▸ To do
Filter the material below so that only lines containing "list" remain.

▸ Data for the task
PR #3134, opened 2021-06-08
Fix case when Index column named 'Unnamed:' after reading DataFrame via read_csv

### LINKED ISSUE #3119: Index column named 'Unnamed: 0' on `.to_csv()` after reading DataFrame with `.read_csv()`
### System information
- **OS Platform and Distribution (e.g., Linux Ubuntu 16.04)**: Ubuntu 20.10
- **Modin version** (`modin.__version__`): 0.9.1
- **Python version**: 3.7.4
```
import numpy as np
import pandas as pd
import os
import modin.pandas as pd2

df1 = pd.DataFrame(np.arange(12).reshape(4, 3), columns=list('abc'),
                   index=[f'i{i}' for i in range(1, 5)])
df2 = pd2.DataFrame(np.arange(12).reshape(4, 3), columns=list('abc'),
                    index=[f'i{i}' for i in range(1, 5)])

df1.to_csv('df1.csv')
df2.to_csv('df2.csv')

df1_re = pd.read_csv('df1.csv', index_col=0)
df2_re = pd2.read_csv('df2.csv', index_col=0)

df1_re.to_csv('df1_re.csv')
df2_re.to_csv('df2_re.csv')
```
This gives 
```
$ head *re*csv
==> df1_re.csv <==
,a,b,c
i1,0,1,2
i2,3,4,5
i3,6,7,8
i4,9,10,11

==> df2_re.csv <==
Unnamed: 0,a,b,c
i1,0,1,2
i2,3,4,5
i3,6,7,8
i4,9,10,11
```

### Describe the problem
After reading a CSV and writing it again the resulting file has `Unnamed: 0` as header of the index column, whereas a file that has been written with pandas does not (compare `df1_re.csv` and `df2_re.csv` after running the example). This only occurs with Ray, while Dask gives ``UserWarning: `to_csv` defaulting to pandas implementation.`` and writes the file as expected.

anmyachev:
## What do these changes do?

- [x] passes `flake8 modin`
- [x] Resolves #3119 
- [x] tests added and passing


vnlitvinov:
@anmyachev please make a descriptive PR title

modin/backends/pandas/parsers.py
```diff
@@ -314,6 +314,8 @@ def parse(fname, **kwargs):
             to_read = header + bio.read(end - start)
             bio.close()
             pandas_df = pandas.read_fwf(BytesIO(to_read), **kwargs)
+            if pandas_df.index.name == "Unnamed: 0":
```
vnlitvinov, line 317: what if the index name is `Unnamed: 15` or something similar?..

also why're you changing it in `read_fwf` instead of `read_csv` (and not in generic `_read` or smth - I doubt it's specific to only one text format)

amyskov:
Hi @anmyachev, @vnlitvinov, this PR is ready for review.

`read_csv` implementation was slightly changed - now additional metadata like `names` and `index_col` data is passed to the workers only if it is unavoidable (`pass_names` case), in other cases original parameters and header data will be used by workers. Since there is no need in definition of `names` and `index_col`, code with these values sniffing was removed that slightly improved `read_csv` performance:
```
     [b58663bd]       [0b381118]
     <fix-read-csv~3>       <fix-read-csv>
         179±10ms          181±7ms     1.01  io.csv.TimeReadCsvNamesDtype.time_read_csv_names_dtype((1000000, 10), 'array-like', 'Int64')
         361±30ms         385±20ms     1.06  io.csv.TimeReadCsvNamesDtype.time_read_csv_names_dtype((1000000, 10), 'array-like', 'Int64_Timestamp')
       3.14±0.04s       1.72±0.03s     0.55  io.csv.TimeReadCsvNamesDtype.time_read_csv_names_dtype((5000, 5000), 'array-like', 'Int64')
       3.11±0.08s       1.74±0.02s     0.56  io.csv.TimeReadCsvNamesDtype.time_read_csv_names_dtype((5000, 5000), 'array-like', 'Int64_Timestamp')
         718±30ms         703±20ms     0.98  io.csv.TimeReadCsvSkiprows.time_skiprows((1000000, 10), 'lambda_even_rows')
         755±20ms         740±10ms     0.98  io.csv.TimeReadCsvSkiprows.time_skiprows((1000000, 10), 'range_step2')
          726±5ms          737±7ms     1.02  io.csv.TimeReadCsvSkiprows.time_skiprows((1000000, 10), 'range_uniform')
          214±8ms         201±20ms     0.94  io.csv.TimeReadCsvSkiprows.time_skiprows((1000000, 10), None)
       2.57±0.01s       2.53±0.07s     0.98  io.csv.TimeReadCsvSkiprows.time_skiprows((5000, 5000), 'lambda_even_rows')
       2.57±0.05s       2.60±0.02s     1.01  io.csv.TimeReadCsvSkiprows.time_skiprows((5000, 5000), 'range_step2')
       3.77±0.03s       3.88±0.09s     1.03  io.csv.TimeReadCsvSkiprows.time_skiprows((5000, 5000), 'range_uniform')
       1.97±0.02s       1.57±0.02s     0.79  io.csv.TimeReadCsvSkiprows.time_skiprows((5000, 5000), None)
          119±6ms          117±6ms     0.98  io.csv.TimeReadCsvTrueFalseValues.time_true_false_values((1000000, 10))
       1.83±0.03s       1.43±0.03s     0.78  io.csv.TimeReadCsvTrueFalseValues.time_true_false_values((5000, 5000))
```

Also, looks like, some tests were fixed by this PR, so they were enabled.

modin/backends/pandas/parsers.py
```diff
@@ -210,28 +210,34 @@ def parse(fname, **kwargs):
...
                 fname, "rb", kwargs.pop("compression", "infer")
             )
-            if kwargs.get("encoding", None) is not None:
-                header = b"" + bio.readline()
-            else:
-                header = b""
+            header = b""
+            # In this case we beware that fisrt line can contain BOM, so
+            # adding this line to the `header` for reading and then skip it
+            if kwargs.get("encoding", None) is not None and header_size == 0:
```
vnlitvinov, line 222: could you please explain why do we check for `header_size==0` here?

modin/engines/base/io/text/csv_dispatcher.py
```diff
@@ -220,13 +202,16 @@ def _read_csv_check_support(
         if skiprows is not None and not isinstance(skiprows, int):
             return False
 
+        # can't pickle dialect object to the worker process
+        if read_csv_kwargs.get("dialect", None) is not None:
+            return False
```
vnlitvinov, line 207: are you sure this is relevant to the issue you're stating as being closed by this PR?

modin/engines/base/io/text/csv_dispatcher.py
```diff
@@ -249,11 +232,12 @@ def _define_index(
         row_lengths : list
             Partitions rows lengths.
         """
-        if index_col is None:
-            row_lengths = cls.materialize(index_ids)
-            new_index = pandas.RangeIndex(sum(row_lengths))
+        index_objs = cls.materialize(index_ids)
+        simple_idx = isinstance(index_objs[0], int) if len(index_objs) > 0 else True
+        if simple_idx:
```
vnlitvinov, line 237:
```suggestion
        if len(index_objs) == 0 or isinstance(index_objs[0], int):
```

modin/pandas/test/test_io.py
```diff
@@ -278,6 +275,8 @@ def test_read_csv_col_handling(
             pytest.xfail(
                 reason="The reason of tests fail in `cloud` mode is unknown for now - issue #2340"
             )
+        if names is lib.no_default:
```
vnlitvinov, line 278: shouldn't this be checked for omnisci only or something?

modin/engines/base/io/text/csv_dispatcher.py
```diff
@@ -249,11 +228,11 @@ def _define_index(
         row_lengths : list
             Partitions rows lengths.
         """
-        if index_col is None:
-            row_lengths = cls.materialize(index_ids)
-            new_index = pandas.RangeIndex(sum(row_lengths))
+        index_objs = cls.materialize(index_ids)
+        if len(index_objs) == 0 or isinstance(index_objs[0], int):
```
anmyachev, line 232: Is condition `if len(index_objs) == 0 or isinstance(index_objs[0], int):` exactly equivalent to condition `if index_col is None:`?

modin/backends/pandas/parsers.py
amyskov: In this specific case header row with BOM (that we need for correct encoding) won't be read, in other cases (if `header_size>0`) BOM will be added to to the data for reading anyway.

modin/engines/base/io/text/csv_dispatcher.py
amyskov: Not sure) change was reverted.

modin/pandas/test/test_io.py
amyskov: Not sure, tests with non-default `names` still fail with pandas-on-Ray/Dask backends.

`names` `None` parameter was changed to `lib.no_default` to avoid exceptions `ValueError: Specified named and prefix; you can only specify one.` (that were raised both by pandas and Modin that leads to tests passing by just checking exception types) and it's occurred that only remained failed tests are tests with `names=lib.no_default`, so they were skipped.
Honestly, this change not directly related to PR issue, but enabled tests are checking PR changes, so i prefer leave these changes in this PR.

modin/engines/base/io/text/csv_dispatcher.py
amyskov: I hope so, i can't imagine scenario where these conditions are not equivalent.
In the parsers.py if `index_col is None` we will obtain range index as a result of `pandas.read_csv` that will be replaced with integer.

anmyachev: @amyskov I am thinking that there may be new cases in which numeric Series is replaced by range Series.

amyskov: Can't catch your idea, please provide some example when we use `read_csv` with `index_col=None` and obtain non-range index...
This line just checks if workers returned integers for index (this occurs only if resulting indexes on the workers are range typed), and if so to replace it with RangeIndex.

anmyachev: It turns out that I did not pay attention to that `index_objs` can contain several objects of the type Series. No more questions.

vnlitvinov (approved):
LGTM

▸ Solution
df1 = pd.DataFrame(np.arange(12).reshape(4, 3), columns=list('abc'),
df2 = pd2.DataFrame(np.arange(12).reshape(4, 3), columns=list('abc'),
         row_lengths : list
         row_lengths : list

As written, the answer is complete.